The fraction does not substitute for union organisation. Where the union is weak, the fraction’s task is to strengthen it, not to substitute the party’s political organisation for the union’s collective organisation. The fraction that builds the party’s presence in a weakly organised workplace by recruiting members to the party rather than by developing the union’s organisation has inverted the priority the organic framework establishes. The class’s collective organisation in the union is the precondition of the fraction’s political work, and the fraction that undermines it in the party’s short-term organisational interest has damaged the class’s political composition for a recruitment gain whose value does not compensate for the loss.

The Fraction and the Cell

The fraction is constituted by the cell and accountable to it. The cell’s political direction sets the parameters within which the fraction operates. The fraction’s political work generates the compositional analysis that feeds back into the cell’s deliberative life. Neither is subordinate to the other in the sense of receiving instructions from above. The relationship is organic: the cell provides political direction and receives political intelligence, the fraction provides political intelligence and receives political direction, and the bidirectional flow between them is the mechanism through which the party’s engagement with the class in its conditions of production is integrated into the party’s broader political life.

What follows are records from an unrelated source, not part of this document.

PR #1350, opened 2020-10-02
feat(xmpp) drop the useStunTurn option

saghul:
Always attempt to discover the configured STUN/TURN servers.

### DIFF
--- a/modules/xmpp/strophe.jingle.js
+++ b/modules/xmpp/strophe.jingle.js
@@ -375,23 +375,17 @@ export default class JingleConnectionPlugin extends ConnectionPlugin {
                     iceservers[j] = temp;
                 }
 
-                if (options.useStunTurn) {
-                    let filter;
+                let filter;
 
-                    if (options.useTurnUdp) {
-                        filter = s => s.urls.startsWith('turn');
-                    } else {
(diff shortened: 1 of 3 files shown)


modules/xmpp/strophe.jingle.js
```diff
@@ -375,23 +375,17 @@ export default class JingleConnectionPlugin extends ConnectionPlugin {
...
+                let filter;
 
-                if (options.p2p && options.p2p.useStunTurn) {
-                    this.p2pIceConfig.iceServers = iceservers;
+                if (options.useTurnUdp) {
+                    filter = s => s.urls.startsWith('turn');
+                } else {
+                    // By default we filter out STUN and TURN/UDP and leave only TURN/TCP.
+                    filter = s => s.urls.startsWith('turn') && (s.urls.indexOf('transport=tcp') >= 0);
                 }
```
damencho, line 385: This changes the behavior where p2p were able to use turn UDP, which does not make sense in jvb connection but make sense for p2p, that's why for the jvb connection we leave only turns TCP.

saghul: No, note how we don't apply the filter there.

damencho: Aaa now I see it 🤦

damencho (approved):

PR #1352, opened 2020-10-02
faet(ScreenObtainer): detect lack of permissions

paweldomas:
Both of the cases where user clicks cancel and when screen recording
permissions were not granted at the OS level are almost the same,
except for a small difference in the error.message.

This was only tested on Chrome 85.0.4183.121/Mac OS 10.15.6


saghul (approved):

gpolitis (approved):

fippo:
@paweldomas can you please file an issue against https://github.com/w3c/mediacapture-screen-share to add an error code so one doesn't have to rely on string matching?

PR #1357, opened 2020-10-05
e2ee: rename constants to upper-case

fippo:
and add a few new ones.


modules/e2ee/Context.js
```diff
@@ -7,7 +7,7 @@ import { isArrayEqual } from './utils';
 // We use a ringbuffer of keys so we can change them and still decode packets that were
 // encrypted with an old key. We use a size of 16 which corresponds to the four bits
 // in the frame trailer.
-const keyRingSize = 16;
+const KEYRINGSIZE = 16;
```
saghul, line 10: KEYRING_SIZE

saghul (approved):

PR #1362, opened 2020-10-07
feat: revoke owner from a participant

zWaR:
Proposing a MR with a new feature of revoking ownership from a participant. The added method is a counterpart of `grantOwner` and is helpful when the affiliation is being changed while participants are already in the conference.

### DIFF
--- a/JitsiConference.js
+++ b/JitsiConference.js
@@ -1438,6 +1438,19 @@ JitsiConference.prototype.grantOwner = function(id) {
 };
 
 /**
+ * Revoke owner rights from a participant.
+ * @param {string} id id of the participant to revoke owner rights from.
+ */
+JitsiConference.prototype.revokeOwner = function(id) {
+    const participant = this.getParticipantById(id);
+
+    if (!participant) {
+        return;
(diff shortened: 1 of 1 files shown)


zWaR:
CLA Signed

zWaR:
Hey everyone,

I was thinking about this PR and perhaps it'd be good to give you a bit of a context as of why we're committing this. In our case we developed our own Prosody plugin to handle authorization of the conference participants. In our UI we allow elevated users to set affiliation for other participants . Granting ownership is straight forward, since `lib-jitsi-meet` features `JitsiConference.grantOwner()` method which we use. Revoking ownership however is not as straight forward and required us to implement logic on the Prosody plugin to accomplish it. With a `JitsiConference.revokeOwner` method we'd not need to handle ownership revocation in the Prosody plugin anymore, but instead simply use a call via `lib-jitsi-meet` just like we do for granting the ownership. This would simplify the plugin code and make the overall solution more robust.

Hopefully you find value in adding a feature like that to your code base. Of course any comments or questions are welcome.

PR #1364, opened 2020-10-07
fix(TPC): maxBitratesVideo break screenshare

paweldomas:
In Chrome, if 'maxBitratesVideo' options are specified and 'capScreenshareBitrate' is disabled, then simulcast is enabled
for screenshare. Chrome in plan B, does not send screen stream if 'maxBitrate' are set and simulcast is enabled.

### DIFF
--- a/modules/RTC/TraceablePeerConnection.js
+++ b/modules/RTC/TraceablePeerConnection.js
@@ -2107,13 +2107,14 @@ TraceablePeerConnection.prototype.setMaxBitRate = function() {
     }
 
     const videoType = localVideoTrack.videoType;
+    const planBScreenSharing = browser.usesPlanB() && videoType === VideoType.DESKTOP;
 
     // Apply the maxbitrates on the video track when one of the conditions is met.
     // 1. Max. bitrates for video are specified through videoQuality settings in config.js
     // 2. Track is a desktop track and bitrate is capped using capScreenshareBitrate option in plan-b mode.
     // 3. The client is running in Unified plan mode.
     if (!((this.options.videoQuality && this.options.videoQuality.maxBitratesVideo)
-        || (browser.usesPlanB() && this.options.capScreenshareBitrate && videoType === VideoType.DESKTOP)
+        || (planBScreenSharing && this.options.capScreenshareBitrate)
         || browser.usesUnifiedPlan())) {
         return Promise.resolve();
     }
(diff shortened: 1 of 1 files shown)


modules/RTC/TraceablePeerConnection.js
```diff
@@ -2134,14 +2135,24 @@ TraceablePeerConnection.prototype.setMaxBitRate = function() {
...
+                    // FIXME the top 'isSimulcastOn' condition is confusing for screensharing, because
+                    // if capScreenshareBitrate option is enabled then the simulcast is turned off
+                    bitrate = this.options.capScreenshareBitrate
+                        ? presenterEnabled ? this.videoBitrates.high : DESKSTOP_SHARE_RATE
+
+                        // Remove the bitrate config if not capScreenshareBitrate:
+                        // When switching from camera to desktop and videoQuality.maxBitratesVideo were set,
+                        // then the 'maxBitrate' setting must be cleared, because if simulcast is enabled for screen
+                        // and maxBitrates are set then Chrome will not send the screen stream (plan B).
+                        : undefined;
```
jallamsetty1, line 2152: The reason you think it breaks screensharing is because with the old logic, using capScreenshareBitrate=0 and specifying videoBitrates what happens is 
on encoding 0 - max. bitrate corresponding to LD (200 Kbps) gets applied.
on encoding 1 - max. bitrate corresponding to SD (700 Kbps) gets applied.
Since our SDP munging based simulcast produces only 2 encodings for screenshare, 0 with low fps and bitrate and 1 with high fps and high bitrate, the above max bitrates would not be enough to get the key frame for a desktop track out (esp if you are sharing the full screen) which makes it look like its broken.
Instead, can you apply SD and HD bitrates for encodings 0 and 1 and see if its fixes the screenshare ?

paweldomas: It's not what I'm seeing. There are always 3 SSRCs produced regardless camera vs screenshare, but maybe I need to double check that. Now Chrome doesn't send screen if there are any bitrates set and there are multiple SSRCs for simulcast present. With `capScreenshareBitrate=0` and `maxBitrates` in config.js what happens is there are 3 maxBitrates values set which are the leftover from the camera. This is what I remember, but I will double check and try using the values you suggested. Thank you!

jallamsetty1: Yes, there are 3 SSRC's because we munge SDP and add a total of 3 SSRCs for simulcast (same for camera and desktop tracks), but the bridge was receiving only 2 streams if I recall correctly. We don't know which encodings are the active ones looking at client stats since none of them are showing any valid values right now in chrome://webrtc-internals for simulcast case so its hard to tell. Yes, the same bitrates are applied to both camera and desktop tracks if `maxBitratesVideo` are set in config.js.

fippo: This seems a bit similar to https://bugs.chromium.org/p/chromium/issues/detail?id=947495 -- chrome is behaving a bit weird at times

jallamsetty1: @fippo there are so many broken cases like this, it will be great if we can get some clarity from the chrome team about how simulcast/non-simulcast screenshare is supposed to behave.

paweldomas: It doesn't matter what bitrates I set it just doesn't send anything, as long as any values are set. The sender reports 0 resolution and nothing sent:

Screen Shot 2020-10-08 at 7 09 47 PM

Tried this:

Screen Shot 2020-10-08 at 7 08 54 PM

and this:

Screen Shot 2020-10-08 at 7 10 38 PM

no idea.

Clearing `maxBitrate` to `undefined` on every encoding works.

jallamsetty1: Oh I saw the same thing with the webrtc-internals stats but the media was being sent and it was getting received on the other end. In any case let’s make it undefined for now as a workaround for the chrome bug.

jallamsetty1 (approved):

PR #1370, opened 2020-10-09
sdp: allow removing opus fec via config

fippo:
since the fec bitrate is subtracted from the target bitrate, FEC might
decrease the quality / MOS score. See
  https://webrtchacks.com/red-improving-audio-quality-with-redundancy/


modules/xmpp/JingleSessionPC.js
```diff
@@ -1701,6 +1703,9 @@ export default class JingleSessionPC extends JingleSession {
         if (this.webrtcIceUdpDisable) {
```
fippo, line 1703: the style here is a bit odd... could just set the value directly?

fippo:
@bgrozev with this we could easily run a test or two with FEC disable to see if that has any impact on the scores

fippo:
From the data i've seen this is not a good idea. At least not without RED.
Closing.

PR #1372, opened 2020-10-15
fix(JingleSession) log initialization error

saghul:
Also return early to avoid weird errors if the initialization step fails.
Everything is broken at that stage pretty much.


saghul:
@jallamsetty1 PTAL. This would have allowed us to catch that nasty bug much earlier!

jallamsetty1 (approved):
Good catch! Yeah doesn't make sense to continue if initialization fails.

The tension between the cell’s political direction and the fraction’s assessment of what is possible within the union’s actual conditions is not a problem to be eliminated. It is a productive tension whose resolution through political argument generates the analytical development the organic framework requires. The cell that overrides the fraction’s assessment of the union’s actual conditions without engaging seriously with the political intelligence that assessment represents has substituted administrative authority for political argument. The fraction that refuses the cell’s political direction on the grounds of tactical specificity has substituted local knowledge for political accountability. Neither error is acceptable. The resolution is always political argument conducted through the party’s deliberative mechanisms, and the result is always a more adequate political position than either the cell’s initial direction or the fraction’s initial assessment.